[Stored items]
PR #1089, opened 2023-12-04
[MOD-1925] modal volumes: commit on exit

thundergolfer:
### Describe your changes

Details in [MOD-1925](https://linear.app/modal-labs/issue/MOD-1925/add-commit-on-exit-functionality-for-volumefs-volumes)

### DIFF
--- a/modal/_container_entrypoint.py
+++ b/modal/_container_entrypoint.py
@@ -431,6 +431,28 @@ class _FunctionIOManager:
         self._client = await _Client.from_env()
         self._waiting_for_checkpoint = False
 
+    async def volume_commit(self, volume_ids: list[str]) -> None:
+        """
+        Perform volume commit for given `volume_ids`.
+        Only used on container exit to persist uncommitted changes on behalf of user.
+        """
+        if not volume_ids:
+            return
+        results = await asyncio.gather(
+            *[
+                retry_transient_errors(
+                    self._client.stub.VolumeCommit, api_pb2.VolumeCommitRequest(volume_id=v_id), max_retries=10
+                )
+                for v_id in volume_ids
+            ],
+            return_exceptions=True,
+        )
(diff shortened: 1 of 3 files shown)


modal/_container_entrypoint.py
```diff
@@ -740,6 +762,12 @@ def main(container_args: api_pb2.ContainerArguments, client: Client):
         else:
             run_with_signal_handler(call_function_async(function_io_manager, imp_fun))
 
+        # Commit on exit to catch uncommitted volume changes and surface background
+        # commit errors.
+        function_io_manager.volume_commit(
```
gimaker, line 767: Is it possible that the user code keeps open handles to files on the volume when this code is called?

Say, if a user spawns a thread that keeps an open file handle in write mode. There's nothing preventing that, right? As is, we will not include that file in the commit (unless you explicitly fsync it first)

gimaker: To get around that, we could extend `VolumeCommitRequest` with a flag to get include everything in the snapshot though, including files with active writers.

gimaker (approved):
Not very familiar with the container entrypoint code but LGTM

modal/_container_entrypoint.py
thundergolfer: Yes that is possible. I think implementing this in such a way that no files can be left open and all dirty pages are synced involves the more challenging 'on shutdown' implementation in the worker.

The quickest fix is https://docs.python.org/3/library/os.html#os.sync 

Seems to work on gvisor. These are produced in the fs on `os.sync()` for two open files:

<kbd>
image
</kbd>

gimaker: We get `fsync`s after `os.sync()`? I did not expect that - I don't see that without gVisor. Interesting.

_Problem_
Only a number is expected: the count of lines in the entries that include the string "self".

_Reply to the exercise_
4